Here is a familiar context-free grammar for arithmetic expressions:
S ::= add add ::= mul | add + mul mul ::= term | mul * term term ::= number | ( S ) number ::= digit | digit number digit ::= 0 | 1 | ... | 9
I have a challenge for you: write a program (in a language of your choice) which enumerates all strings accepted by this grammar. That is, your program runs forever, but if I have a string this grammar accepts, then your program should output it in a finite amount of time.
(This really is a fun challenge, so I encourage interested readers to try it themselves)
This is a tricky problem. Indeed it is sufficiently tricky that I cannot think of a clean imperative solution to it (which I’m sure is also related to being very out-of-practice in imperative programming). I’m interested to see any such solutions that people came up with. (And I’ll try it myself in the meantime)
But I’m going to present a functional solution using a neat little monad called
Omega which I just uploaded to Hackage.
Let’s step back and consider a simpler motivating example. Consider the following list comprehension (and recall that list comprehensions are just the list monad behind a little bit of sugar):
pairs = [ (x,y) | x <- [0..], y <- [0..] ]
This looks like it generates all pairs of naturals, but it does not. It generates the list
[(0,0), (0,1), (0,2), ...], so the first element of the pair will never get to 1. If Haskell allowed us to use ordinal numbers as indices then we could:
pairs !! ω == (1,0). :-)
Conceptually what we have is a lattice of pairs that we’re “flattening” poorly:
(0,0) (0,1) (0,2) (0,3) ... (1,0) (1,1) (1,2) (1,3) ... (2,0) (2,1) (2,2) (2,3) ... . . . .
We’re flattening it by taking the first row, then the second row, and so on. That’s what
concat does. But anybody who’s had a brief introduction to set theory knows that that’s not how you enumerate lattices! You take the positive diagonals:
(0,0), (1,0), (0,1), (2,0), (1,1), (0,2), .... That way you hit every element in a finite amount of time. This is the trick used to show that there are only countably many rational numbers.

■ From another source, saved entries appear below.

PR #1157, opened 2024-03-15
503 add `{checkmate}` assertions to `TealAppDriver`

m7pr:
We often just use our methods to pass parameters directly to other methods of `TealAppDriver` or `AppDriver` directly. Those already can have `{checkmate}`-like assertions on parameters' classes. However we tend to do operations on our parameters (mostly pasting) before we use them further. Now a big teal, but I would suggest checking if the input has a proper value before we paste it and pass forward. The length and the class.


averissimo (approved):
Awesome!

Omega is the monad that comes from this concept. We define
join to be this “diagonal” function. What we get back is a monad with a nice property:
If x occurs at a finite position in xs and y occurs at a finite position in f x, then y occurs at a finite position in f =<< xs
It’s hard to know what that means without knowing what =<< is supposed to mean. It means if you have a (possibly infinite) list of items, and to each one you apply a function which generates another (possibly infinite) list, and you merge them all together, you’ll be able to reach every result in a finite time.

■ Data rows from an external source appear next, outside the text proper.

PR #1161, opened 2024-03-15
503 Applying suggestions

averissimo:
# Pull Request

### Changes description:

- [x] Implement `TESTING_DEPTH
- [x] Refactor `get_active_data_filters` to return active selection value
- [x] Remove pipe operator on `TealAppDriver`


vedhav:
Let's also introduce `TESTING_DEPTH` functionality in the testthat setup to help avoid these tests on CRAN and when wanting to run only unit tests [as suggested here](https://github.com/insightsengineering/teal/pull/1127/files#r1523053484).
[The teal.modules.helios has an example of how it was done before.](https://github.com/insightsengineering/teal.modules.helios/blob/main/tests/testthat/setup-skip_if_too_deep.R)

averissimo:
I think we should also remove the sole pipe operator on `TealAppDriver`

vedhav:
>  I think we should also remove the sole pipe operator on TealAppDriver

Thank you. I always forget that :(

vedhav:
To run the e2e tests make sure to set the option for `TESTING_DEPTH` above or equal to 5. Alternatively, a env variable with the same name can also be set. But, the precedence would be given to the option in case both are set.

```r
options(TESTING_DEPTH = 5)
```

tests/testthat/setup-testing_depth.R
```diff
@@ -0,0 +1,56 @@
...
+#'
+#' @details Looks for the option `TESTING_DEPTH` first, if not set,
+#' takes the system environmental variable `TESTING_DEPTH`. If neither
+#' is set, then returns 3 by default. If the value of `TESTING_DEPTH`
+#' is not a scalar numeric, then returns 3.
+#'
+#' @return `numeric(1)` the testing depth.
+#'
+testing_depth <- function() {
+  testing_depth <- getOption("TESTING_DEPTH")
```
m7pr, line 11: what about exposing the depth to be a parameter? so that you can set it during the function call OR with a session option.
```suggestion
testing_depth <- function(testing_depth = getOption("TESTING_DEPTH")) {

```

tests/testthat/setup-testing_depth.R
```diff
@@ -0,0 +1,56 @@
...
+  if (is.null(testing_depth)) {
```
m7pr, line 12:
```suggestion
  if (is.null(testing_depth) & Sys.getenv("TESTING_DEPTH") != "") {
```

tests/testthat/setup-testing_depth.R
vedhav: I think having no parameter sends a stronger signal that the only way to influence the TEST DEPTH is to set it using options or env variable. Else we give the reader an additional task to figure out what is happening in the function call. So, I prefer not having a parameter to this function. Essentially it is like a read function to get the depth.

tests/testthat/setup-testing_depth.R
```diff
@@ -0,0 +1,56 @@
...
+
+  testing_depth <- tryCatch(
+    as.numeric(testing_depth),
+    error = function(error) 3,
+    warning = function(warning) 3
+  )
+
+  if (length(testing_depth) != 1 || is.na(testing_depth)) {
+    testing_depth <- 3
+  }
```
m7pr, line 24: If you do not allow `testing_depth` to be `""` (when `Sys.getenv()` returns `""`) https://github.com/insightsengineering/teal/pull/1161/files#r1531798495 then `as.numeric("")` doesn't make it `NA`
```suggestion
  testing_depth <- testing_depth[1]
```

tests/testthat/setup-testing_depth.R
```diff
@@ -0,0 +1,56 @@
+#' Returns testing depth set by an environmental variable.
+#'
+#' @details Looks for the option `TESTING_DEPTH` first, if not set,
+#' takes the system environmental variable `TESTING_DEPTH`. If neither
+#' is set, then returns 3 by default. If the value of `TESTING_DEPTH`
+#' is not a scalar numeric, then returns 3.
+#'
+#' @return `numeric(1)` the testing depth.
+#'
+testing_depth <- function() {
```
m7pr, line 10: Can we get the function name to be called `testing_depth` but the variable inside be called `depth`?

tests/testthat/setup-testing_depth.R
m7pr: Or is it just for getting the depth, and not setting? Then maybe rename to `get_testing_depth()`

tests/testthat/setup-testing_depth.R
```diff
@@ -0,0 +1,56 @@
...
+#'   has opposite interpretation to environment variable `TESTING_DEPTH`.
+#'   So e.g. `0` means run it always and `5` means a heavy test which should be run rarely.
+#'   If the `depth` argument is larger than `TESTING_DEPTH` then the test is skipped.
+#' @importFrom testthat skip
+#' @return `NULL` or invoke an error produced by `testthat::skip`
+#' @note By default `TESTING_DEPTH` is equal to 3 if there is no environment variable for it.
+#' By default `depth` argument lower or equal to 3 will not be skipped because by default `TESTING_DEPTH`
+#' is equal to 3. To skip <= 3 depth tests then the environment variable has to be lower than 3 respectively.
+skip_if_too_deep <- function(depth) { # nolintr
+  stopifnot(length(depth) == 1 && is.numeric(depth) && depth >= 0 && depth <= 5)
```
m7pr, line 51:
```suggestion
  checkmate::assert_numeric(depth, len = 1, lower = 0, upper = 5)
```

tests/testthat/setup-testing_depth.R
m7pr: Yeah, let's have no parameter but let's change the name to `get_` as I spent some time figuring out if the purpose is to set (based on an ENVIRONEMNT VARIABLE / option) or to get the depth.

tests/testthat/setup-testing_depth.R
m7pr: or we make upper to be INF?

tests/testthat/setup-testing_depth.R
vedhav: Sure! Nice consistancy.

vedhav: Done in 75fa708792334ef552b35417c3fdb1fe14587536

tests/testthat/setup-testing_depth.R
vedhav: Thanks! changed the name.

tests/testthat/setup-testing_depth.R
vedhav: I think the current logic is straightforward. We set depth from options, then set options from env.

Perhaps setting the `default` and `unset` to `3` for the `getOption` and `Sys.getenv` respectively?

tests/testthat/setup-testing_depth.R
```diff
@@ -0,0 +1,56 @@
...
+#' @importFrom testthat skip
+#' @return `NULL` or invoke an error produced by `testthat::skip`
+#' @note By default `TESTING_DEPTH` is equal to 3 if there is no environment variable for it.
+#' By default `depth` argument lower or equal to 3 will not be skipped because by default `TESTING_DEPTH`
+#' is equal to 3. To skip <= 3 depth tests then the environment variable has to be lower than 3 respectively.
+skip_if_too_deep <- function(depth) { # nolintr
+  checkmate::assert_numeric(depth, len = 1, lower = 0, upper = 5)
+  test_to_depth <- get_testing_depth() # by default 3 if there are no env variable
+  if (test_to_depth < depth) {
+    testthat::skip(paste("testing depth", test_to_depth, "is below current testing specification", depth))
```
m7pr, line 54:
```suggestion
  testing_depth <- get_testing_depth() # by default 3 if there are no env variable
  if (testing_depth < depth) {
    testthat::skip(paste("testing depth", testing_depth, "is below current testing specification", depth))
```

tests/testthat/setup-testing_depth.R
vedhav: And keep this 3 as a default variable in the function as it's used in many places/

tests/testthat/setup-testing_depth.R
vedhav: Done!

tests/testthat/setup-testing_depth.R
m7pr: What is not straightforward is that empty `getOption` return NULL and empty `Sys.getenv` returns `""` and then you need to do `tryCatch` on `as.numeric` and figure out if you got `NA`

tests/testthat/setup-testing_depth.R
vedhav: an unset value solves this.

tests/testthat/setup-testing_depth.R
vedhav: Now the empty `getOption` will return 3 and empty `Sys.getenv` will return "3"
84568ec81c453e3cb3a37b161661e3a3135f92ab

tests/testthat/setup-testing_depth.R
vedhav: Reference commit 84568ec81c453e3cb3a37b161661e3a3135f92ab

tests/testthat/setup-testing_depth.R
```diff
@@ -0,0 +1,57 @@
...
+#' is not a scalar numeric, then returns 3.
+#'
+#' @return `numeric(1)` the testing depth.
+#'
+get_testing_depth <- function() {
+  default_depth <- 3
+  depth <- getOption("TESTING_DEPTH", default_depth)
+  if (is.null(depth)) {
+    depth <- Sys.getenv("TESTING_DEPTH", default_depth)
+  }
```
m7pr, line 15: this way you will never have `is.null(depth)` hence you will never use `Sys.getenv`

```r
getOption("XSSASASACASX", 2)
#> 2
```

m7pr: What about 

```r
depth <- getOption("TESTING_DEPTH", Sys.getenv("TESTING_DEPTH"))
```

vedhav: We can, if the user sets the depth as "bazinga!"

vedhav: Yes, this is perfect.

```r
default_depth <- 3
depth <- getOption("TESTING_DEPTH", Sys.getenv("TESTING_DEPTH", default_depth))
```

m7pr: nice!

Just remember `Sys.getenv` returns characters

```r
> Sys.getenv("TESTING_DEPTH", default_depth)
[1] "3"
> default_depth
[1] 3
```

m7pr: but later `as.numeric` should be fine

vedhav: Yes sir

tests/testthat/setup-testing_depth.R
```diff
@@ -0,0 +1,55 @@
...
+#' is set, then returns 3 by default. If the value of `TESTING_DEPTH`
+#' is not a scalar numeric, then returns 3.
+#'
+#' @return `numeric(1)` the testing depth.
+#'
+get_testing_depth <- function() {
+  default_depth <- 3
+  depth <- getOption("TESTING_DEPTH", Sys.getenv("TESTING_DEPTH", default_depth))
+
+
```
m7pr, line 14:
```suggestion

```

tests/testthat/setup-testing_depth.R
```diff
@@ -0,0 +1,55 @@
...
+  depth <- tryCatch(
+    as.numeric(depth),
+    error = function(error) default_depth,
+    warning = function(warning) default_depth
+  )
+
+  if (length(depth) != 1 || is.na(depth)) {
```
m7pr, line 21: Now I think there is no way this is `NA`
```suggestion
  if (length(depth) != 1) {
```

tests/testthat/setup-testing_depth.R
vedhav: I had so much faith in the linter.

tests/testthat/setup-testing_depth.R
```diff
@@ -0,0 +1,55 @@
...
+    depth <- default_depth
+  }
+
```
m7pr, line 22:
```suggestion
```

tests/testthat/setup-testing_depth.R
vedhav: True, it will never be `NA` anymore.

tests/testthat/setup-testing_depth.R
m7pr: I could be faster then the lintr GHA check : P

tests/testthat/setup-testing_depth.R
```diff
@@ -0,0 +1,52 @@
+#' Returns testing depth set by an environmental variable.
```
m7pr, line 1:
```suggestion
#' Returns testing depth set by session option or by environmental variable.
```

tests/testthat/setup-testing_depth.R
vedhav: lol

tests/testthat/setup-testing_depth.R
```diff
@@ -0,0 +1,52 @@
...
+#'
+#' @details Looks for the option `TESTING_DEPTH` first, if not set,
```
m7pr, line 3:
```suggestion
#' @details Looks for the session option `TESTING_DEPTH` first. If not set,
```

tests/testthat/setup-testing_depth.R
```diff
@@ -0,0 +1,52 @@
...
+#' takes the system environmental variable `TESTING_DEPTH`. If neither
+#' is set, then returns 3 by default. If the value of `TESTING_DEPTH`
+#' is not a scalar numeric, then returns 3.
```
m7pr, line 6:
```suggestion
#' is not a numeric of length 1, then returns 3.
```

tests/testthat/setup-testing_depth.R
```diff
@@ -0,0 +1,52 @@
...
+  depth <- getOption("TESTING_DEPTH", Sys.getenv("TESTING_DEPTH", default_depth))
+  depth <- tryCatch(
+    as.numeric(depth),
+    error = function(error) default_depth,
+    warning = function(warning) default_depth
+  )
+
+  if (length(depth) != 1) {
+    depth <- default_depth
+  }
```
m7pr, line 21:
```suggestion
  if (length(depth) != 1) depth <- default_depth
```

tests/testthat/setup-testing_depth.R
```diff
@@ -0,0 +1,52 @@
...
+#'
+#' @return `numeric(1)` the testing depth.
+#'
+get_testing_depth <- function() {
+  default_depth <- 3
+  depth <- getOption("TESTING_DEPTH", Sys.getenv("TESTING_DEPTH", default_depth))
+  depth <- tryCatch(
+    as.numeric(depth),
+    error = function(error) default_depth,
+    warning = function(warning) default_depth
```
m7pr, line 16: @vedhav when this can be a `warning`? Is this needed?

tests/testthat/setup-testing_depth.R
chlebowa: styler will revert this anyway

tests/testthat/setup-testing_depth.R
vedhav:
```r
as.numeric('User setting testing depth as a character that cannot coerce into number')
```

tests/testthat/setup-testing_depth.R
vedhav: I always prefer `{}`. Even when it's one liner. But, I'll accept it. I've seen our repos have this.

tests/testthat/setup-testing_depth.R
m7pr: coolio, thanks

tests/testthat/setup-testing_depth.R
```diff
@@ -0,0 +1,49 @@
...
+  )
+  if (length(depth) != 1) depth <- default_depth
```
m7pr, line 18: @chlebowa I think styler
https://github.com/insightsengineering/teal/blob/main/.github/workflows/check.yaml#L86C11-L86C45
runs simple `styler::style_file` without any `transformations` https://github.com/insightsengineering/r.pkg.template/blob/main/.github/workflows/style.yaml#L129
hence this will not be changed
image

tests/testthat/setup-testing_depth.R
m7pr: https://github.com/insightsengineering/teal/pull/1161#discussion_r1531884490

m7pr: thanks @vedhav

tests/testthat/setup-testing_depth.R
```diff
@@ -0,0 +1,49 @@
+#' Returns testing depth set by session option or by environmental variable.
+#'
+#' @details Looks for the session option `TESTING_DEPTH` first. If not set,
+#' takes the system environmental variable `TESTING_DEPTH`. If neither
+#' is set, then returns 3 by default. If the value of `TESTING_DEPTH`
+#' is not a numeric of length 1, then returns 3.
```
m7pr, line 6:
```suggestion
#' @details Looks for the session option `TESTING_DEPTH` first. 
#' If not set, takes the system environmental variable `TESTING_DEPTH`. 
#' If neither is set, then returns 3 by default. 
#' If the value of `TESTING_DEPTH` is not a numeric of length 1, then returns 3.
```

m7pr (approved):
@vedhav looks great. thanks for incorporating that! 
Left one last suggestion, feel free to ignore.

averissimo:
Great job with `TESTING_DEPTH`. Is it worth to propagate these changes to other repos that use it?

vedhav:
Eventually, we will have to do it once we setup the shinytest2 for them.

vedhav:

More intuitively, it means if you write a multiple branching recursive function where each branch recurses infinitely (generating values), you will not get stuck in the first branch, but rather generate values from all branches.
And that is exactly what we need to write the context-free enumerator. Given a simple data structure representing a context-free grammar:
data Symbol a = Terminal a | Nonterminal [[Symbol a]] -- a disjunction of juxtapositions
Then we can write an enumerate function in a straightforward depth-first way:
enumerate (Terminal a) = return [a] enumerate (Nonterminal alts) = do alt <- each alts -- for each alternative -- (each is the Omega constructor :: [a] -> Omega a) rep <- mapM enumerate alt -- enumerate each symbol in the sequence return $ concat rep -- and concatenate the results
Omega monad will do some heavy lifting and stagger those generators for us. Defining the grammar above:
arithGrammar = s where s = Nonterminal [[add]] add = Nonterminal [[mul], [add, Terminal '+', mul]] mul = Nonterminal [[term], [mul, Terminal '*', term]] term = Nonterminal [[number], [Terminal '(', s, Terminal ')']] digit = Nonterminal $ map (map Terminal . show) [0..9] number = Nonterminal [[digit], [digit, number]]
And then running our enumerator:
runOmega $ enumerate arithGrammar
We get a very encouraging list of results:
0 1 0+0 0*0 0+1 (0) 1+0 0*1 0+0*0 00 ...
Notice how each type of node is represented in that initial prefix. That’s a good sign that there won’t be degenerate repetitive behavior. But of course we know there won’t be by the guarantee
Omega makes (unless I implemented it wrong).